+++ Record extracts

Issue #1081, opened 2023-07-31
Add to mute lists dialog clears selection after I check a checkbox


mackuba:
**Describe the bug**

The "add user to mute lists" dialog seems to be loading the current state of that user separately from the UI of the dialog itself and reloading the dialog a moment after it appears. The result is that when I open the dialog and check a checkbox, the checkbox is unchecked and I need to check it again.

**To Reproduce**

This happens very consistently and I've seen it many times.

1. Go to someone's profile.
2. Choose "Add to lists" from the menu.
3. A dialog appears with a list of your mutelists and empty checkboxes.
4. Check one of the checkboxes within a few seconds.
5. A few seconds after the dialog appeared, the checkbox you've checked is unchecked again.

**Expected behavior**

If it takes a few seconds to load current selection state, then the dialog should not display its contents until that data has loaded and the dialog can be shown with the checkboxes already selected correctly (or not selected, if the user hasn't been added to any yet). But it should not reset the dialog state after I have already selected some checkboxes.

**Details**

 - Platform: macOS 12.6.8, Safari 16.6

pfrazee:
Ew thanks for the report, assigning to @estrattonbailey

estrattonbailey:
Hey @mackuba, thanks for this. I haven't been able to reproduce yet, even trying flaky/slow connections in various browsers. Are you still seeing this issue on your end?

mackuba:
Ah, I see what's going on. Yeah, I'm still seeing this.

I've checked the web inspector, and it looks like the dialog is loading my complete list of `listitem` records, which seems kind of… suboptimal? So it probably isn't noticeable if someone has just one list with a few entries, but if you have a few hundred entries in total on your list(s), then it takes a bit of time to load all of this, just to check on which lists this specific user appears.

estrattonbailey:
Thanks for the quick response! Copy that, I'll do some more investigating 🫡

estrattonbailey:
@mackuba we've merged an improved loading state that should patch the wonky behavior you've noticed. That'll be included in the next release. In the longer term, there are some backend improvements in the backlog that will make this more performant, but TBD on when we get to that.

Thanks again for this report! Will close this for now, but feel free to open again if you continue to see issues.

PR #1140, opened 2023-08-09
wait for list memberships to load before becoming interactive

estrattonbailey:
A small improvement to help address #1081 until we have time to improve the performance of this data fetching.

Adds an improved loading spinner and grays out interactive elements until everything has loaded.

This _removes_ the spinner from the `ListsList` component, which means `ModerationMuteListsScreen` loses it too (the component is reused there). However, the `FlatList` skeleton UI state already obscures the loading spinner and the spinner's disappearance was a little jumpy sometimes anyway. I actually think it's better off without it, but I may be missing an edge case.

https://github.com/bluesky-social/social-app/assets/4732330/28bac020-97a9-4c41-89a5-5eff8fb8689d

For reference, here's what the other load state now looks like:

https://github.com/bluesky-social/social-app/assets/4732330/68974a23-77f2-440d-a6fd-3399fd4c6552

### DIFF
--- a/src/view/com/lists/ListsList.tsx
+++ b/src/view/com/lists/ListsList.tsx
@@ -1,6 +1,5 @@
 import React, {MutableRefObject} from 'react'
 import {
-  ActivityIndicator,
   RefreshControl,
   StyleProp,
   StyleSheet,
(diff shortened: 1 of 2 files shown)


pfrazee (approved):
🚀 looks good!

PR #1141, opened 2023-08-09
Add self-labeling controls

pfrazee:
Adds the ability to set labels on your own post. Currently just some NSFW labels, will add more over time.

https://github.com/bluesky-social/social-app/assets/1270099/d8a67b20-c7e9-4100-bb4e-8ba265ee936a

Before merging:

- [ ] Wait for backend deploy on prod
- [x] E2E tests

### DIFF
--- a/src/lib/api/index.ts
+++ b/src/lib/api/index.ts
@@ -4,6 +4,7 @@ import {
   AppBskyEmbedRecord,
   AppBskyEmbedRecordWithMedia,
   AppBskyRichtextFacet,
+  ComAtprotoLabelDefs,
   ComAtprotoRepoUploadBlob,
   RichText,
 } from '@atproto/api'
@@ -77,6 +78,7 @@ interface PostOpts {
   }
   extLink?: ExternalEmbedDraft
   images?: ImageModel[]
+  labels?: string[]
   knownHandles?: Set<string>
   onStateChange?: (state: string) => void
   langs?: string[]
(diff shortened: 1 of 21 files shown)


src/lib/api/index.ts
```diff
@@ -234,6 +236,15 @@ export async function post(store: RootStoreModel, opts: PostOpts) {
...
   }
 
+  // set labels
+  let labels: ComAtprotoLabelDefs.SelfLabels | undefined
+  if (opts.labels?.length) {
+    labels = {
+      $type: 'com.atproto.label.defs#selfLabels',
+      values: opts.labels.map(val => ({val})),
+    }
+  }
```
estrattonbailey, line 246: Just general question: should we have a SDK to ease the creation of lexicon records like this?

estrattonbailey (approved):
LGTM, tested in staging

src/lib/api/index.ts
pfrazee: Possibly, but I think that can wait for later

skunecuscre1:
This is great!

Small nitpick but could you reconsider the 🥵 emoji? It kinda has a bad vibe, I'd suggest replacing it with 🔥 instead.

pfrazee:
Hmm! The 🔥 isnt quite right either because it's a little too _positive_ and the point is not to be positive or negative, just descriptive.

I'm not really sure what's a better fit than 🥵 (which is commonly used to mean horny). Maybe "🍆🍑"?

Maybe a better move is to just show 🔞 on the ones that have that effect (adult only cant be disabled within the iOS app)?

DavidBuchanan314:
The textual descriptions are pretty clear to me, but the emojis are vague, and vary a lot depending on platform/font, and cultural interpretation - I would question whether an emoji is needed at all

pfrazee:
Needed or helpful, no. They were just meant to add some fun

ShreyanJain9:
The existing emojis mostly look fine to me, since they're not a hugely prominent part of the UI. That said, some people may find them annoying, so maybe they should be togglable off. But it also doesn't make sense to have too many toggles in the app? Idk just make of that what you will

pfrazee:
Eh I'm going to just drop them. They're fun but I don't want to imply anything weird with them

ShreyanJain9:
Sure, the emojis aren't a huge deal anyway, some third party app can add those later if they want

The actual functionality looks pretty good to me 🙂

pfrazee:
See https://github.com/bluesky-social/social-app/pull/1147

PR #1144, opened 2023-08-10
Fix issue where small web browsers were being miscategorized as mobile web

Kingles:
Mostly done to fix an issue where currently links don't show as / behave strictly as (no underline, no cursor change) links when the agent's viewport is smaller than 1230px, rather than if it is a mobile device by our best guess. 

Definitely will have some other changes but getting a hopefully more accurate flag in early seems worth it. A less controversial change may be to adjust `Link` to switch based on `isNative` rather than the current `isDesktopWeb` 🤷🏼.

I've been testing locally and things seem to be great after the change, but I've of course got limited context here. Thanks for the opportunity to contribute!

### DIFF
--- a/src/platform/detection.ts
+++ b/src/platform/detection.ts
@@ -10,7 +10,7 @@ function hasTouchscreen() {
   if ('maxTouchPoints' in navigator) {
     return navigator.maxTouchPoints > 0
   } else if ('msMaxTouchPoints' in navigator) {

++++++

What you will do:
Scan the data above for the string "other". Copy every line in which it appears.

Expected output:
For reference, here's what the other load state now looks like:
Definitely will have some other changes but getting a hopefully more accurate flag in early seems worth it. A less controversial change may be to adjust `Link` to switch based on `isNative` rather than the current `isDesktopWeb` 🤷🏼.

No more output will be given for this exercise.